Micron is not standing still. The company has increased its US investment plan to over $250 billion through 2035, with new facilities in New York, Idaho, and Virginia. It has also signed agreements to secure silicon wafer supplies for DRAM, NAND, and HBM manufacturing.
Samsung and SK Hynix are also preparing major expansions. Memory industry veterans understand the risks of overbuilding during high-price cycles: when new factories come online and demand softens, surplus supply can lead to steep declines.
CXMT operates with different incentives. Its expansion has a commercial component but also aligns with China’s policy of technological self-sufficiency. It can maintain investments that a private company might consider too risky if government grants, land, energy, and infrastructure are provided.
This does not mean unlimited resources or insensitivity to market cycles. An inefficient factory consumes capital, electricity, and materials even with public support. Customers also demand reliable products and won’t automatically replace proven memory with higher-failure alternatives.
The IPO will allow for a more detailed assessment of the business. The prospectus and future financial results should reveal how much CXMT invests, the utilization of its capacity, how yields evolve, and what revenues are generated per memory generation.
The proximity to Micron in wafer processing volume marks an important stage but not a technological victory. CXMT is building the scale needed to become the fourth stable player in the market and secure an increasing share of Chinese consumption.
The decisive test will come afterward: translating that capacity into more bits per wafer, advancing in DDR5 and LPDDR, producing competitive HBM yields, and doing so without full access to the most advanced tools. China has already demonstrated it can ramp capacity—now it must prove it can match the productivity and value of its rivals.

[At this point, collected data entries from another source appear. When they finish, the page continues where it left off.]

PR #421, opened 2026-06-04
[feat] Auto-redact confidential identifiers in /report-issue before filing

### LINKED ISSUE #415: [feat] `report-issue`: auto-redact or warn on confidential identifiers before filing
## Goal

Automatically redact or warn users about confidential identifiers (internal company names, repo names, service endpoints, email addresses) in the drafted issue body before the preview gate, so sensitive information is never accidentally exposed to the public GitHub repo.

## Motivation

When a user files a GitHub issue via `/swe-workbench:report-issue` during development, the drafted body may contain internal identifiers gathered from conversation context — company names, monorepo names, internal service identifiers, email addresses, internal domain names. The skill has no redaction or warning step, so users must manually review and edit the preview to strip sensitive data. This creates two problems:
1. **User friction**: Extra manual step before filing, slowing down issue capture.
2. **Privacy risk**: If a user forgets to edit, confidential information leaks to the public repo and cannot be easily retracted.

## Surface

- [x] Skill — `integration-*` (report-issue is an integration skill)
- [ ] Skill — `principle-*`
- [ ] Skill — `language-*`
- [ ] Skill — `workflow-*`
- [ ] Subagent
- [ ] Slash command
- [ ] Hook
- [ ] Documentation
- [ ] Build / CI / release

## Sketch

**Option A — Automatic redaction (recommended):**
- Before step 8 (preview gate), scan the drafted body for internal identifiers using a configurable pattern list (regex or keyword lists).
- Common patterns: company names, internal repo slugs, internal service names (`*-api`, `*-service`), internal email domains, internal hostnames/domains.
- Replace detected identifiers with generic placeholders: "a downstream consumer", "the monorepo", "an internal service", "[internal-email-domain]", etc.
- Preserve all non-sensitive text and structure.
- Add a brief note in the preview: "_Automatically redacted X internal identifier(s)._"

**Option B — Warning + user confirmation:**
- Before step 8, scan for identifiers and list any found.
- Show a warning in the preview: "_⚠️ X potential internal identifier(s) detected. Review before filing: [list]._"
- Ask user to confirm: "Continue with these identifiers?" or "Edit body to remove/replace?".

**Implementation notes:**
- Pattern list should be maintainable (separate config or hardcoded list of common internal naming patterns).
- Should handle variations: camelCase, snake_case, kebab-case.
- Should be conservative (prefer false positives to false negatives, so users can edit if needed).
- Should not redact user-intentional disclosures (e.g., if the user explicitly decides a service name is OK for public discussion).

---

_Reported via `/swe-workbench:report-issue` — plugin v0.1.16, Claude Code 2.1.162._

lugassawan:
## Summary

- Add a **Redaction pass (privacy guard)** sub-step to step 7 of `commands/report-issue.md`: before writing the draft body to the temp `.md` file, the model scans it for confidential identifiers from conversation context and replaces each with a generic placeholder.
- Allowlist keeps plugin-own identifiers (`swe-workbench`, `lugassawan`, command/skill/agent names, plugin paths) and a closed list of public tech names (GitHub, Claude Code, `gh`, Python, pytest, Node, npm, pip) intact.
- Redaction catalog covers: email → `[internal-email]`; hostnames/URLs → `[internal-host]`; IPs → `[internal-ip]`; API keys/tokens → `[redacted-token]`; service names → `an internal service`; org/repo slugs → prose placeholders.
- Add `Redacted: <N identifier(s) → placeholders | none detected>` line to the step 8 preview block; when N > 0, also render a preview-only italic note above the `Body:` fence (note is never written to the `.md` sidecar).
- Cover with 5 new deliberate-break-proof assertions in `tests/test_report_issue_command.py`.

## Test Plan

- [x] `pytest tests/test_report_issue_command.py` — all 11 assertions pass (6 pre-existing + 5 new)
- [x] `pytest tests/` — full suite of 1158 tests green
- [x] `python scripts/validate.py` — frontmatter, layout, and no-cycle checks pass
- [x] Deliberate-break proof: each new assertion fails when its corresponding instruction phrase is removed from the command file
- [x] Pre-push CI passed (all 1158 tests)

- [ ] Invoke `/swe-workbench:report-issue` with a draft that embeds a fake email (`user@corp.internal`) and a service name (`payments-service`): confirm preview shows both replaced with placeholders and `Redacted: 2 internal identifier(s) → placeholders`
- [ ] Confirm that `swe-workbench`, `lugassawan`, `report-issue` in the same draft are NOT redacted (allowlist intact)
- [ ] Confirm the `_Automatically redacted N identifier(s)._` note does not appear in the filed body (abort at preview — do not file)
- [ ] Invoke with a clean draft (no identifiers): confirm `Redacted: none detected`

Closes #415

### DIFF
--- a/commands/report-issue.md
+++ b/commands/report-issue.md
@@ -76,12 +76,12 @@ Delegate to the `product-manager` subagent. Its response must deliver all of the
 
    **Redaction pass (privacy guard).** Before writing the body in step 8, scan the drafted body for confidential identifiers pulled from conversation context and replace each with a generic placeholder. Prefer over-redaction — the user restores false positives at the preview gate.
 
-   - **Allowlist — NEVER redact** (these are the legitimate subject of the issue): the target repo `lugassawan/swe-workbench` and the bare string `swe-workbench`; this plugin's command/skill/agent names (e.g. `report-issue`, `capture`, `product-manager`, `workflow-*`, `principle-*`, `language-*`); plugin-internal file paths (e.g. `commands/report-issue.md`); the repo owner handle `lugassawan`; and the following public tech names exactly: GitHub, Claude Code, the `gh` CLI, Python, pytest, Node, npm, pip. When uncertain whether a name is public, prefer to redact it.
+   - **Allowlist — NEVER redact** (these are the legitimate subject of the issue): the target repo `lugassawan/swe-workbench` and the bare string `swe-workbench`; this plugin's command/skill/agent names (e.g. `report-issue`, `capture`, `product-manager`, `workflow-*`, `principle-*`, `language-*`); plugin-internal file paths (e.g. `commands/report-issue.md`); the repo owner handle `lugassawan`; and the following public tech names and their canonical domains: GitHub (`github.com`, `api.github.com`), Claude Code, the `gh` CLI, Python, pytest, Node, npm, pip. When uncertain whether a name is public, prefer to redact it.
    - **Redact when NOT allowlisted** (handle camelCase / snake_case / kebab-case variants):
      - Email addresses → `[internal-email]`
      - URLs, hostnames, internal domains (e.g. `*.corp`, `*.internal`, company domains) → `[internal-host]`
      - IP addresses → `[internal-ip]`
-     - API keys, tokens, and credential strings matching common patterns (e.g. `sk-…`, `ghp_…`, `AKIA…`, `Bearer …`, UUID-format secrets) → `[redacted-token]`
+     - API keys, tokens, and credential strings matching common patterns (e.g. `sk-…`, `ghp_…`, `AKIA…`, `Bearer <token>`) → `[redacted-token]`. Do NOT redact bare UUIDs without surrounding context that identifies them as secrets (e.g., a UUID in a JSON field named `secret`, `key`, or `token`).
      - Internal service identifiers (`*-api`, `*-service`, `*-svc`, `*-worker`, `*-gateway`) that are not plugin names → `an internal service`
      - Apparent company / product / org names, and other-repo or monorepo slugs surfaced from conversation → `a downstream consumer` / `the monorepo` / `an internal repository` as fits.
    - Never redact text the user explicitly typed as their own thought intending it to be public.
@@ -103,6 +103,6 @@ Delegate to the `product-manager` subagent. Its response must deliver all of the
 
    Reply 'confirm' to file, or edit any of the above (including the label) and I'll redraft.
    ```
-   When a label was matched, render `Command:` with `--label "<chosen-label>"`. When no label was matched, omit the `--label` segment entirely. When N > 0 from the redaction pass, also render the line `_Automatically redacted N internal identifier(s)._` as a plain Markdown italic line **outside and immediately above the opening triple-backtick of the `Body:` fence** — this note is **preview-only** and must NOT be written into the `.md` body file; write the `.md` file first, then append the note only to the printed preview output. **Wait for the user to reply `confirm`. Do NOT run `gh issue create` on this turn.**
+   When a label was matched, render `Command:` with `--label "<chosen-label>"`. When no label was matched, omit the `--label` segment entirely. **Wait for the user to reply `confirm`. Do NOT run `gh issue create` on this turn.**
 
 9. **File on confirm.** Only when the user replies `confirm`, read the command from the `.cmd` sidecar written in step 8 and run it exactly as written — do not regenerate the title or path. Return the issue URL.
--- a/commands/report-issue.md
+++ b/commands/report-issue.md
@@ -74,12 +74,25 @@ Delegate to the `product-manager` subagent. Its response must deliver all of the
    - **Plugin version:** list `~/.claude/plugins/cache/swe-workbench/swe-workbench/` version directories, sort semantically (`sort -V`), take the highest with `tail -1`, then read `plugin.json` from it: `ls ~/.claude/plugins/cache/swe-workbench/swe-workbench/ 2>/dev/null | sort -V | tail -1 | xargs -I{} python3 -c "import json; print(json.load(open('$HOME/.claude/plugins/cache/swe-workbench/swe-workbench/{}/.claude-plugin/plugin.json'))['version'])"`. If this returns no output (not installed from cache), fall back to: `gh api repos/lugassawan/swe-workbench/contents/.claude-plugin/plugin.json --repo lugassawan/swe-workbench --jq '.content' | python3 -c "import base64,sys,json; print(json.loads(base64.b64decode(sys.stdin.read().strip()))['version'])"`.  
    - **CLI version:** `claude --version` — strip the leading `Claude Code ` prefix to get the bare semver.
 
+   **Redaction pass (privacy guard).** Before writing the body in step 8, scan the drafted body for confidential identifiers pulled from conversation context and replace each with a generic placeholder. Prefer over-redaction — the user restores false positives at the preview gate.
+
+   - **Allowlist — NEVER redact** (these are the legitimate subject of the issue): the target repo `lugassawan/swe-workbench` and the bare string `swe-workbench`; this plugin's command/skill/agent names (e.g. `report-issue`, `capture`, `product-manager`, `workflow-*`, `principle-*`, `language-*`); plugin-internal file paths (e.g. `commands/report-issue.md`); the repo owner handle `lugassawan`; and common public tech names (GitHub, Claude Code, gh, Python, pytest, etc.).
+   - **Redact when NOT allowlisted** (handle camelCase / snake_case / kebab-case variants):
+     - Email addresses → `[internal-email]`
+     - URLs, hostnames, internal domains (e.g. `*.corp`, `*.internal`, company domains) → `[internal-host]`
+     - IP addresses → `[internal-ip]`
+     - Internal service identifiers (`*-api`, `*-service`, `*-svc`, `*-worker`, `*-gateway`) that are not plugin names → `an internal service`
+     - Apparent company / product / org names, and other-repo or monorepo slugs surfaced from conversation → `a downstream consumer` / `the monorepo` / `an internal repository` as fits.
+   - Never redact text the user explicitly typed as their own thought intending it to be public.
+   - Count the replacements made; carry the count into the step 8 preview.
+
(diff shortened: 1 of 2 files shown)


commands/report-issue.md
```diff
@@ -74,12 +74,26 @@ Delegate to the `product-manager` subagent. Its response must deliver all of the
...
    - **CLI version:** `claude --version` — strip the leading `Claude Code ` prefix to get the bare semver.
 
+   **Redaction pass (privacy guard).** Before writing the body in step 8, scan the drafted body for confidential identifiers pulled from conversation context and replace each with a generic placeholder. Prefer over-redaction — the user restores false positives at the preview gate.
+
+   - **Allowlist — NEVER redact** (these are the legitimate subject of the issue): the target repo `lugassawan/swe-workbench` and the bare string `swe-workbench`; this plugin's command/skill/agent names (e.g. `report-issue`, `capture`, `product-manager`, `workflow-*`, `principle-*`, `language-*`); plugin-internal file paths (e.g. `commands/report-issue.md`); the repo owner handle `lugassawan`; and the following public tech names exactly: GitHub, Claude Code, the `gh` CLI, Python, pytest, Node, npm, pip. When uncertain whether a name is public, prefer to redact it.
```
lugassawan: **Medium — allowlist gap: `github.com` URLs will be redacted as `[internal-host]`**

The allowlist names the product "GitHub" but not its domain. A body that contains `https://github.com/lugassawan/swe-workbench/issues/123` (a perfectly legitimate cross-reference) will have the host replaced with `[internal-host]`, silently corrupting the link.

Suggested fix — add the domain alongside the product name:
```
…the following public tech names and their canonical domains: GitHub (`github.com`, `api.github.com`), Claude Code, the `gh` CLI…
```

commands/report-issue.md
```diff
@@ -74,12 +74,26 @@ Delegate to the `product-manager` subagent. Its response must deliver all of the
...
+   - **Redact when NOT allowlisted** (handle camelCase / snake_case / kebab-case variants):
+     - Email addresses → `[internal-email]`
+     - URLs, hostnames, internal domains (e.g. `*.corp`, `*.internal`, company domains) → `[internal-host]`
+     - IP addresses → `[internal-ip]`
+     - API keys, tokens, and credential strings matching common patterns (e.g. `sk-…`, `ghp_…`, `AKIA…`, `Bearer …`, UUID-format secrets) → `[redacted-token]`
```
lugassawan: **Medium — "UUID-format secrets" will match all UUIDs, not just secrets**

UUIDs appear legitimately as GitHub run IDs, trace IDs, correlation IDs, and issue references. An LLM following this rule literally will redact any UUID it encounters, producing noisy false positives that obscure useful diagnostic content.

Suggested fix — narrow to prefix-anchored patterns only:
```
- API keys, tokens, and credential strings matching common patterns (e.g. `sk-…`, `ghp_…`, `AKIA…`, `Bearer <token>`) → `[redacted-token]`. Do NOT redact bare UUIDs without surrounding context that identifies them as secrets (e.g., a UUID in a field named `secret`, `key`, or `token`).
```

commands/report-issue.md
```diff
@@ -74,12 +74,26 @@ Delegate to the `product-manager` subagent. Its response must deliver all of the
...
+   - Never redact text the user explicitly typed as their own thought intending it to be public.
+   - Count the replacements made; carry the count into the step 8 preview.
+
 8. **Preview gate.** Obtain a Unix timestamp once (`date +%s`) and reuse it. Write the body to `/tmp/report-issue-lugassawan-swe-workbench-<unix-timestamp>.md` using the `Write` tool (not a Bash heredoc). Also write a one-line command to `/tmp/report-issue-lugassawan-swe-workbench-<unix-timestamp>.cmd` using the `Write` tool: when a label was matched, write `gh issue create --repo lugassawan/swe-workbench --title "..." --body-file <path> --label "<matched-label>"`; when no label was matched, write `gh issue create --repo lugassawan/swe-workbench --title "..." --body-file <path>` (no `--label` segment). Then print:
    ```
    Filing into: lugassawan/swe-workbench
    Template: <chosen template> | none — default body
    Title: <drafted title>
    Label: <chosen label> | none — no matching label found
+   Redacted: <N internal identifier(s) → placeholders | none detected>
```
lugassawan, line 96: **Medium — redundant redaction count: two different representations shown simultaneously**

When N > 0 the preview will show:
1. `Redacted: 2 internal identifier(s) → placeholders` (line 96, inside the summary block)
2. `_Automatically redacted 2 internal identifier(s)._` (line 106 prose, italic line above `Body:` fence)

Both convey the same count in different formats. A user reading the preview sees the count twice, and a model following the instructions is unsure which representation is authoritative. The `N = 0` case is also asymmetric: the summary line says "none detected" but the italic note simply doesn't appear — which is inconsistent.

Suggested fix — pick one. The summary-line approach (`Redacted: <N …>`) is more consistent with the existing `Label:`/`Template:` pattern and handles zero cleanly without a conditional. Drop the prose italic note instruction from line 106, or keep only the italic note and remove line 96.

tests/test_report_issue_command.py
```diff
@@ -79,3 +79,73 @@ def test_report_issue_supports_blank_argument():
...
+    text = REPORT_ISSUE_MD.read_text()
+    assert "Redacted:" in text, (
+        "commands/report-issue.md must include a 'Redacted:' line in the preview gate block"
+    )
+
+
+def test_report_issue_redaction_before_preview():
+    """commands/report-issue.md: redaction pass → Redacted: line → confirm gate, in that order."""
+    text = REPORT_ISSUE_MD.read_text()
+    redaction_pos = text.find("Redaction pass")
```
lugassawan, line 140: **Low — ordering test anchors could silently pass against the wrong position**

`.find()` always returns the first occurrence. If `"Redacted:"` or `"Reply 'confirm'"` ever appears earlier in the file (e.g. in a step-0 example or a new confirmation flow), the ordering assertion would pass against the wrong position while the actual elements are out of order.

Suggested fix — chain the searches so each starts after the previous match:
```python
redaction_pos = text.find("Redaction pass")
redacted_line_pos = text.find("Redacted:", redaction_pos)   # start after redaction_pos
confirm_pos = text.find("Reply 'confirm'", redacted_line_pos)  # start after redacted_line_pos
```
This makes the test self-documenting (it reads as "Redacted: appears after Redaction pass") and immune to earlier occurrences.

tests/test_report_issue_command.py
```diff
@@ -79,3 +79,73 @@ def test_report_issue_supports_blank_argument():
...
+def test_report_issue_redaction_has_allowlist():
+    """commands/report-issue.md must define an allowlist for the redaction pass."""
+    text = REPORT_ISSUE_MD.read_text()
+    assert "Allowlist" in text, (
+        "commands/report-issue.md must include an 'Allowlist' section in the redaction instructions"
+    )
+    assert "NEVER redact" in text, (
+        "commands/report-issue.md must include a 'NEVER redact' directive in the allowlist"
+    )
+    assert "swe-workbench" in text[text.find("NEVER redact"):text.find("NEVER redact") + 400], (
```
lugassawan: **Low — hardcoded 400-char window in allowlist token assertion**

`text[text.find("NEVER redact"):text.find("NEVER redact") + 400]` uses an arbitrary character count that silently breaks if the allowlist prose is reorganised or expanded beyond 400 characters.

Suggested fix — use the allowlist block boundaries instead:
```python
never_redact_pos = text.find("NEVER redact")
allowlist_end = text.find("Redact when NOT allowlisted", never_redact_pos)
allowlist_block = text[never_redact_pos:allowlist_end]
assert "swe-workbench" in allowlist_block, (
    "commands/report-issue.md must name 'swe-workbench' as an allowlisted token"
)
```
This makes the window self-describing and resilient to prose changes.

commands/report-issue.md
lugassawan: Addressed in 0d1294c98f267930e467bb6a4475ff573ad1e1a2: added `github.com` and `api.github.com` to the allowlist domain list alongside the product name.

commands/report-issue.md
lugassawan: Addressed in 0d1294c98f267930e467bb6a4475ff573ad1e1a2: narrowed to prefix-anchored patterns only; added explicit 'Do NOT redact bare UUIDs' guard.

commands/report-issue.md
lugassawan: Addressed in 0d1294c98f267930e467bb6a4475ff573ad1e1a2: removed the redundant italic prose note; the `Redacted:` summary line in the preview block is sufficient and consistent with the existing `Label:`/`Template:` pattern.

tests/test_report_issue_command.py
lugassawan: Addressed in 0d1294c98f267930e467bb6a4475ff573ad1e1a2: chained the `.find()` calls so each search starts from the previous match position, making the ordering check immune to earlier occurrences.

tests/test_report_issue_command.py
lugassawan: Addressed in 0d1294c98f267930e467bb6a4475ff573ad1e1a2: replaced the hardcoded 400-char window with block-boundary search using `text.find("Redact when NOT allowlisted", never_redact_pos)` as the end anchor.

tests/test_report_issue_command.py
```diff
@@ -79,3 +79,76 @@ def test_report_issue_supports_blank_argument():
...
+        "commands/report-issue.md must include a 'Redacted:' line in the preview gate block"
+    )
+
+
+def test_report_issue_redaction_before_preview():
+    """commands/report-issue.md: redaction pass → Redacted: line → confirm gate, in that order."""
+    text = REPORT_ISSUE_MD.read_text()
+    redaction_pos = text.find("Redaction pass")
+    redacted_line_pos = text.find("Redacted:", redaction_pos)
+    confirm_pos = text.find("Reply 'confirm'", redacted_line_pos)
```
lugassawan: **Low — chained `.find()` uses `redacted_line_pos` before its `-1` guard is checked**

`text.find("Reply 'confirm'", redacted_line_pos)` passes `redacted_line_pos` as the `start` argument before the `assert redacted_line_pos != -1` guard runs. In Python, `str.find(sub, -1)` starts from the last character (not position 0), making `confirm_pos` semantically unreliable if `"Redacted:"` is ever absent. The subsequent `-1` guards still catch the failure, so this doesn't affect correctness today — but it's a latent confusion.

Suggested fix — interleave guards with searches so each chained call uses a validated position:
```python
redaction_pos = text.find("Redaction pass")
assert redaction_pos != -1, "..."
redacted_line_pos = text.find("Redacted:", redaction_pos)
assert redacted_line_pos != -1, "..."
confirm_pos = text.find("Reply 'confirm'", redacted_line_pos)
assert confirm_pos != -1, "..."
assert redaction_pos < redacted_line_pos < confirm_pos, "..."
```
Non-blocking — does not affect correctness on the current file.

lugassawan: Addressed in 397c86f1dbcac038434e9100cf1d00a23ad8b43e: interleaved the `assert != -1` guards with the chained `.find()` calls so each search operates on a validated position.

Frequently Asked Questions
Will CXMT produce more DRAM memory than Micron in 2026?
Not necessarily. It could approach Micron in wafer count, but the amount of usable memory depends on processes, chip densities, yields, and product types.
What is CXMT’s position in the global DRAM market?
It is the fourth-largest manufacturer. Reuters estimates it will hold about 7.7% of the market in 2025, behind Samsung, SK Hynix, and Micron.
Can CXMT already compete in HBM for AI?
It’s developing HBM3 and preparing for industrial capacity, but remains behind the leaders in technology, volume, packaging, and validation with major clients.
Will CXMT’s expansion lower RAM prices?
It could increase supply of DDR4 and DDR5, especially in China, but global prices will also depend on AI demand, HBM capacity, and investment decisions by Samsung, SK Hynix, and Micron.